Question
Can you show me the formula used in each question, and how you came up with the answer, I need to know if I am
Can you show me the formula used in each question, and how you came up with the answer, I need to know if I am using the correct formulas and plugging the right numbers into the equations, and the answer to compare if I come up with the same answers
Sales $36,750,000
Cost of goods
Variable $13,300,000
Fixed $9,300,000
Gross Margin $14,150,000
Selling & Administrative
Commissions $4,410,000
Fixed Marketing Expenses $1,350,000
Fixed Administrative $6,000,000
Net Operating Income $2,390,000
MODEL A MODEL B MODEL C
Normal Annual Sales Volume 16,000 19,000 1,000
Unit Selling Price $650 $750 $1100
Variable Expense per unit $250 $200 $500
Each of the following questions is independent of the others)
- What is the over-all break-even point in sales dollars?

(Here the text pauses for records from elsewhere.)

PR #188, opened 2022-09-21
chore(auth-spec): split auth spec

### LINKED ISSUE #123: Separate spec for RS<>AS API
Should the [`/introspect` endpoint](https://github.com/interledger/open-payments/blob/master/auth-server-open-api-spec.yaml#L349) be moved to its own OpenAPI spec, so that [client<>AS](https://datatracker.ietf.org/doc/html/draft-ietf-gnap-core-protocol#section-3.2.1) and [RS<>AS](https://datatracker.ietf.org/doc/html/draft-ietf-gnap-resource-servers) GNAP interactions are represented in distinct specs?

sabineschaller:
I split the spec into three. We may not want to have all of them in this repo. But for reference, they are all here for now.

- fixes #123


Client<>AS<>IdP-OAPI.yaml
```diff
@@ -0,0 +1,343 @@
+openapi: 3.1.0
```
wilsonianb, line 1: Should this file be named `AS<>IdP-OAPI.yaml`?

Client<>AS-OAPI.yaml
```diff
@@ -0,0 +1,698 @@
...
+      description: Management endpoint to revoke access token.
+      responses:
+        '204':
+          description: No Content
+        '401':
+          description: Unauthorized
+      tags:
+        - token
+components:
+  schemas:
```
wilsonianb, line 320: I think we should move the shared (or even all schemas) into a separate file (or individual files per schema?) and access them via relative remote references, such as:
```
$ref: 'schemas.json#/access
```
https://swagger.io/docs/specification/using-ref/

Client<>AS<>IdP-OAPI.yaml
wilsonianb: https://spec.openapis.org/oas/v3.1.0#document-structure
>It is RECOMMENDED that the root OpenAPI document be named: openapi.json or openapi.yaml.

Actually... what if these were in separate subdirectories?
Maybe something like (also changing the current [`open-api-spec.yaml`](https://github.com/interledger/open-payments/blob/main/open-api-spec.yaml))
```
openapi.yaml
AS/client/openapi.yaml
AS/IdP/openapi.yaml
AS/RS/openapi.yaml
```

sabineschaller: Even though this introduces a bunch of sub-directories, I like the structure.
Also, I love how you always dig up these things 👍

Client<>AS-OAPI.yaml
wilsonianb: maybe even `shared/schemas.json` if our current `open-api-spec.yaml` also ends up referencing it

Client<>AS<>IdP-OAPI.yaml
wilsonianb: Referencing relative yaml files across directories is starting to give me (codius) [kustomize](https://kustomize.io/) vibes
https://github.com/codius/codius-faas/blob/main/config/default/kustomization.yaml

wilsonianb (commented):
I just noticed workflows weren't run for this pr.
The openapi validator workflow should be updated with whatever new spec files we end up adding
https://github.com/interledger/open-payments/blob/main/.github/workflows/openapi.yaml

Client<>AS-OAPI.yaml
sabineschaller: I wonder, however, if readme.io can deal with shared schemas 🤔

.github/workflows/openapi.yaml
```diff
@@ -21,11 +31,30 @@ jobs:
...
 
-      - name: Validate open-api-spec.yaml
+      - name: AsyncAPI extension
         run: |
           echo "{\"extends\":[\"spectral:oas\",\"spectral:asyncapi\"]}" >> .spectral.json
+
+      # TODO: remove old ones
+      - name: Validate open-api-spec.yaml
+        run: |
           npx @stoplight/spectral-cli lint open-api-spec.yaml
```
wilsonianb, line 41:
```suggestion
          npx @stoplight/spectral-cli lint ./openapi-specs/**/openapi.yaml
```
https://meta.stoplight.io/docs/spectral/9ffa04e052cc1-spectral-cli

sabineschaller:
I think for the workflows to run they need to be on main already.

.github/workflows/openapi.yaml
sabineschaller: Are you suggesting doing that instead of having them all individually?

wilsonianb: Yeah

.github/workflows/openapi.yaml
```diff
@@ -5,14 +5,24 @@ on:
     branches:
       - main
     paths:
+      # TODO: remove old ones
       - auth-server-open-api-spec.yaml
       - open-api-spec.yaml
```
wilsonianb, line 10: Any reason not to go ahead and remove the old files?

.github/workflows/openapi.yaml
```diff
@@ -5,14 +5,24 @@ on:
...
+      - openapi-specs/openapi.yaml
+      - openapi-specs/AS/client/openapi.yaml
+      - openapi-specs/AS/IdP/openapi.yaml
+      - openapi-specs/AS/RS/openapi.yaml
```
wilsonianb, line 14:
```suggestion
      - 'openapi-specs/**'
```
ditto below

.github/workflows/openapi.yaml
sabineschaller: Not really. I kept them for reference. Deleted them now.

openapi-specs/openapi.yaml
```diff
@@ -1,7 +1,7 @@
 openapi: 3.1.0
 info:
   title: Open Payments
-  version: '1.0'
+  version: "1.0"
```
wilsonianb, line 4: Are these formatting changes intentional?
This seems to be the only file using double quotes.
I'm trying to see if we can make `spectral-cli` enforce formatting for us.
https://meta.stoplight.io/docs/spectral/01baf06bdd05a-rulesets
This just suggests using prettier (along with spectral):
https://github.com/Nexmo/api-specification#check-your-api-spec-for-validity-and-style

openapi-specs/openapi.yaml
```diff
@@ -1152,47 +1150,9 @@ components:
...
-          description: The asset code of the amount.
-        assetScale:
-          $ref: '#/components/schemas/assetScale'
-          description: The scale of the amount.
-      required:
-        - value
-        - assetCode
-        - assetScale
-      additionalProperties: false
     assetCode:
```
wilsonianb, line 1156: What do you think about also making `assetCode` and `assetScale` shared?

openapi-specs/openapi.yaml
sabineschaller: No, not intentional. I'll try to revert that.

sabineschaller: Enforcing would be great. But like you said, it may help to just include a `prettierrc.yml`.

wilsonianb: `shared/schemas.yaml` is also double quoted

openapi-specs/shared/schemas.yaml
```diff
@@ -0,0 +1,258 @@
+access:
```
wilsonianb, line 1:
```suggestion
access-item:
```
I think the access array type should be added to the shared schemas.
As is, the one access type entry per grant restriction is only defined in the RS<>Client spec:
https://github.com/interledger/open-payments/blob/23bd697583293884822c6aa9c0944ae8a13aea02/openapi-specs/AS/client/openapi.yaml#L437-L455

wilsonianb (commented):
How about:
`openapi-specs/openapi.yaml` --> `openapi-specs/RS/openapi.yaml`
or even
`openapi/RS/openapi.yaml`

openapi-specs/shared/schemas.yaml
sabineschaller: Good catch!

.prettierrc.yaml
```diff
@@ -0,0 +1 @@
+singleQuote: true
```
wilsonianb, line 1: Can we enforce this is the openapi GitHub Actions workflow?

wilsonianb (approved):

.prettierrc.yaml
sabineschaller: We could add [this](https://github.com/marketplace/actions/prettier-check) but there is no official Github Action for it.

.github/workflows/openapi.yaml
```diff
@@ -21,11 +19,10 @@ jobs:
       - uses: actions/checkout@v2
       - uses: actions/setup-node@v2
 
-      - name: Validate open-api-spec.yaml
+      - name: AsyncAPI extension
```
wilsonianb, line 22:
```suggestion
      - name: Lint openapi.yaml
        run: |
          npx prettier --check openapi/**/openapi.yaml

      - name: AsyncAPI extension
```

.github/workflows/openapi.yaml
```diff
@@ -21,11 +19,10 @@ jobs:
...
         run: |
           echo "{\"extends\":[\"spectral:oas\",\"spectral:asyncapi\"]}" >> .spectral.json
-          npx @stoplight/spectral-cli lint open-api-spec.yaml
 
-      - name: Validate auth-server-open-api-spec.yaml
+      - name: Validate openapi.yaml
         run: |
-          npx @stoplight/spectral-cli lint auth-server-open-api-spec.yaml
+          npx @stoplight/spectral-cli lint openapi/../openapi.yaml
```
wilsonianb, line 28:
```suggestion
          npx @stoplight/spectral-cli lint openapi/**/openapi.yaml
```

adrianhopebailie:
@sabineschaller - we should pull everything except the `client <> AS` and `client <> RS` specs into Rafiki rather than have them here.

Only the APIs that the client consumes are part of the standard.

sabineschaller:
> @sabineschaller - we should pull everything except the client <> AS and client <> RS specs into Rafiki rather than have them here.

I'm happy to do that. I had everything here for reference but if we hare happy with the split, I can move the others out.

wilsonianb:
I'm _split_ on where RS <> AS belongs.
Token introspection is based on GNAP and schemas from client <> RS. It's not Rafiki specific.
Yes, Rafiki and other Open Payments implementation may allow for the same entity to operate the RS and AS, but it seems like anyone who doesn't SHOULD?/MUST? follow the RS <> AS spec.
I think Rafiki still is, aside from not requiring httpsig.

sabineschaller:
I agree with @wilsonianb. Even though AS<>RS is not the core spec, we modeled it after the GNAP resource server spec. So I'd keep it here, too.

.github/workflows/publish-openapi.yaml
```diff
@@ -0,0 +1,30 @@
...
+
+      - uses: readmeio/rdme@7.2.0
+        name: Sync Open Payments API spec
+        with:
+          rdme: openapi openapi/RS/openapi.yaml --key=${{ secrets.README_API_KEY }} --id=${{ secrets.README_OP_API_ID }}
+
+      - uses: readmeio/rdme@7.2.0
+        name: Sync Auth Server API spec
+        with:
+          rdme: openapi openapi/AS/client/openapi.yaml --key=${{ secrets.README_API_KEY }} --id=${{ secrets.README_AUTH_API_ID }}
```
wilsonianb, line 30: Should AS <> RS be published?

wilsonianb (approved):

.github/workflows/publish-openapi.yaml
sabineschaller: We need to create the placeholder on readme.io first. Should I just merge it as is now and then we decide which ones to move out and which ones to publish to readme or should we decide before I merge?

adrianhopebailie:
The AS <> RS interface is not an interoperability requirement in the same way that the client <> X specs are.

It is convenient that it uses the same schemas etc but it's not required to do so.

The specs that are considered part of the Open Payments "standard" will have to be slow changing once they have been adopted because we have no control over implementations. We should avoid putting anything out as part of the "standard" until we have to.

Until there is a use case for an RS trusting a remote AS and they need a standard interface we should keep that interface out of the standard. If in future we find a need for a standard interface then we can propose the Rafiki interface as the standard.

.github/workflows/publish-openapi.yaml
wilsonianb: ship it :rocket: 
(plus I'm convinced by Adrian to remove AS <> RS, so it shouldn't be published)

- Assume that sales revenue remains constant, what is the impact on break-even and the margin of safety if there is an increases sales commission to 15%?
- If new equipment purchased for $1,200,000, will increase fixed costs by 10% but will decrease the variable cost per unit for all 3 models by 5%. What will the new break-even point be?
- If invests an additional $650,000 in fixed marketing expenses, sales of the Model C are expected to increase by 8%. What is the break-even and margin of safety under these circumstances?
- If the projection is that sales will increase by 10% in the coming year, can the company afford to also increase commission from 12% to 15%? Why or why not.
- Assume that sales volume remains fixed but there is a 5% increase in variable expenses (materials cost) for the Model A and C, and a 10% increase in variable expenses for Model B. What is the new break-even?